• **Exercise details**
The answer must consist of every line below containing "plugin".

• **Listed records**
· · · · ·

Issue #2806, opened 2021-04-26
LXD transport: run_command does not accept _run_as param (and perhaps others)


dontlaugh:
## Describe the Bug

· · · · ·

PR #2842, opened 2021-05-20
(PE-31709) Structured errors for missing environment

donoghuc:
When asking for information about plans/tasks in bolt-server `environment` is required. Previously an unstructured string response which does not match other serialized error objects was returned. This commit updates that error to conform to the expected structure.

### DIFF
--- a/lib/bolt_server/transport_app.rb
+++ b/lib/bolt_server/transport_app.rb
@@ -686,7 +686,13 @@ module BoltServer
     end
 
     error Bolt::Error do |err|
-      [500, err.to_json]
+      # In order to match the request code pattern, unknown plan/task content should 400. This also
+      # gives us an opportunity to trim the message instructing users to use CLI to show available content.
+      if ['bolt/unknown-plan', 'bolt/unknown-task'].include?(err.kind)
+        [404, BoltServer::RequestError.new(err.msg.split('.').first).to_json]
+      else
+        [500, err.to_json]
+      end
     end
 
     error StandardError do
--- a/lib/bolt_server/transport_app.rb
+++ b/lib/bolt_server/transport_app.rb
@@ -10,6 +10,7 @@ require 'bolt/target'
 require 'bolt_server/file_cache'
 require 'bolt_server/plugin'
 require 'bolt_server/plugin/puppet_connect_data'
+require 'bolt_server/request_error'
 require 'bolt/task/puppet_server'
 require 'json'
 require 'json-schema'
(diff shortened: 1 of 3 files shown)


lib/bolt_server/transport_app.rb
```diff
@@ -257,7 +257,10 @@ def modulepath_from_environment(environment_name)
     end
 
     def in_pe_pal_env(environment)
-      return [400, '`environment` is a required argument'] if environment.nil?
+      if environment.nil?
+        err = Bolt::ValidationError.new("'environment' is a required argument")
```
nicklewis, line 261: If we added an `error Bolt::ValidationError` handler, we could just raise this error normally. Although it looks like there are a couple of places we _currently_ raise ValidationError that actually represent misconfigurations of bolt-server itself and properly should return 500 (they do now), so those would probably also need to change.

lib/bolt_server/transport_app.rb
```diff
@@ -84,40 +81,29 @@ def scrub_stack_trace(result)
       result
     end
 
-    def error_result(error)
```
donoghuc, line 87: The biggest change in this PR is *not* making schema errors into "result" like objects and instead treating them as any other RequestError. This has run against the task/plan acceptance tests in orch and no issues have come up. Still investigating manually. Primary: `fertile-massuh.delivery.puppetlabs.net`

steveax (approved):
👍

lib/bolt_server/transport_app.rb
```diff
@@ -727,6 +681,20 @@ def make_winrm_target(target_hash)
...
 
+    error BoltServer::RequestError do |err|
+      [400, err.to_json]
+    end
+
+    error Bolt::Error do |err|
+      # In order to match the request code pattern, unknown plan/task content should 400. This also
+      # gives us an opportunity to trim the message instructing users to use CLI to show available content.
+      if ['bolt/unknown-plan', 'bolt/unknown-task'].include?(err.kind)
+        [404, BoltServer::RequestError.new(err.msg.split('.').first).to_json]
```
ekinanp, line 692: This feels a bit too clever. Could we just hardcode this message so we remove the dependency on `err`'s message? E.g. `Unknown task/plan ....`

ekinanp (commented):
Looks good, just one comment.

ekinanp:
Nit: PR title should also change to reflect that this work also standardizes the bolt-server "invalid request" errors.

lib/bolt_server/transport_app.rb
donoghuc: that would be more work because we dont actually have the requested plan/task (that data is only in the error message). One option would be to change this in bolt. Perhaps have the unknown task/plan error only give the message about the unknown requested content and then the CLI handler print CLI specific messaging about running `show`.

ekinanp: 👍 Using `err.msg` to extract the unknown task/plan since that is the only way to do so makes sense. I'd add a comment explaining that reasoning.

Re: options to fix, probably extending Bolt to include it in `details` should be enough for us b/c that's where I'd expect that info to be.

· · · · ·

• **Result below**
 require 'bolt_server/plugin'
 require 'bolt_server/plugin/puppet_connect_data'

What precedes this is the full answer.